## Extracted data entries
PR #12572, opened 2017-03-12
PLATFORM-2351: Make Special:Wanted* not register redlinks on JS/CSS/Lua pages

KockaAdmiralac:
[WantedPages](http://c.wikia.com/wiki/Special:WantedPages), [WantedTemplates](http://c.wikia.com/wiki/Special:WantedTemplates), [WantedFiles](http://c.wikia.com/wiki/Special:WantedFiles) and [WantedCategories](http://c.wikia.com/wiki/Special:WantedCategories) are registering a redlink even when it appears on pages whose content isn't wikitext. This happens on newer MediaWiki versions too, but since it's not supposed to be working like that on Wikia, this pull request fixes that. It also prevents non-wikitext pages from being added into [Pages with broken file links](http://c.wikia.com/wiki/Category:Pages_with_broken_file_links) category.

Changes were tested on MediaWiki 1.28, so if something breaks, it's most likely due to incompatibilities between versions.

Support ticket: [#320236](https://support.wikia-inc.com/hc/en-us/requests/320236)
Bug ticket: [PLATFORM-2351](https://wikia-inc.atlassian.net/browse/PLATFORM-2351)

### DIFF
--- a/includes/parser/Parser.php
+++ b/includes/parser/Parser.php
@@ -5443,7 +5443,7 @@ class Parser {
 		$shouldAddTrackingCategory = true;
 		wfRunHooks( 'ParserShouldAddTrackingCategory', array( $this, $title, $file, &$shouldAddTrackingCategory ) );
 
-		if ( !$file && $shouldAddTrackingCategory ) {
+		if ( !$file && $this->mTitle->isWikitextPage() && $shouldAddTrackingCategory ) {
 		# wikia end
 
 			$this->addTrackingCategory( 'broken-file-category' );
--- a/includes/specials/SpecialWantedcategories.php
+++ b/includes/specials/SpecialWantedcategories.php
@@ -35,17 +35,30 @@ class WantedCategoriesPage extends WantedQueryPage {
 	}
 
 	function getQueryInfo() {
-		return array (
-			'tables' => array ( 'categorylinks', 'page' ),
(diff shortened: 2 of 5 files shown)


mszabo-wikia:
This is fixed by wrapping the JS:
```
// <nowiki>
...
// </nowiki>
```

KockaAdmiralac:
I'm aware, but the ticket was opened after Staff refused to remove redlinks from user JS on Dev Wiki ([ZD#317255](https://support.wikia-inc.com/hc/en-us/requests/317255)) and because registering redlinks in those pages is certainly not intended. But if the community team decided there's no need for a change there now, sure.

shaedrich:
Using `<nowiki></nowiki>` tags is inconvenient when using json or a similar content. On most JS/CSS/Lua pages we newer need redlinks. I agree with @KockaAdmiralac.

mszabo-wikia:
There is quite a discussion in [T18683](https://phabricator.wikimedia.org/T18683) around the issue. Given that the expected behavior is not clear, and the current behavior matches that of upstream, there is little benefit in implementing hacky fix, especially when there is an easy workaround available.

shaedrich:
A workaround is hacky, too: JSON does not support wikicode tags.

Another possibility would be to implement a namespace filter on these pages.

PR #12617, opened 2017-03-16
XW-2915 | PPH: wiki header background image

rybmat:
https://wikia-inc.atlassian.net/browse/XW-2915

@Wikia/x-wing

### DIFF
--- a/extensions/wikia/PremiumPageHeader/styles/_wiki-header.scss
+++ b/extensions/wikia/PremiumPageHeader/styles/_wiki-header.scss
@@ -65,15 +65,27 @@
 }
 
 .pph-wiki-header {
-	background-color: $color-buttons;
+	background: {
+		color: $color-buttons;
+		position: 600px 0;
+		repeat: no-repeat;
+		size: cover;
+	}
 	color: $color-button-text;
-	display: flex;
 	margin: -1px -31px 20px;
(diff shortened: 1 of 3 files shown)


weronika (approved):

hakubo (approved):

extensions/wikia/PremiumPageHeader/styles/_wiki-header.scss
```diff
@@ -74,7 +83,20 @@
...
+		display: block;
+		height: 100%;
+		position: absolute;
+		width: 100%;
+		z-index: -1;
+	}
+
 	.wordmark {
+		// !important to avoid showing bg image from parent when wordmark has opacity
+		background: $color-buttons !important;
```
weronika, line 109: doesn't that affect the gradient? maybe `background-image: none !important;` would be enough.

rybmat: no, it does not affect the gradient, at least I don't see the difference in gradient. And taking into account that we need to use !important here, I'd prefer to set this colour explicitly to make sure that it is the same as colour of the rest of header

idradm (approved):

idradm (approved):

## EXERCISE DESCRIPTION
Looking at the data above, say how many lines contain "PremiumPageHeader", and give no other words.

## SOLUTION TO THE PROBLEM
3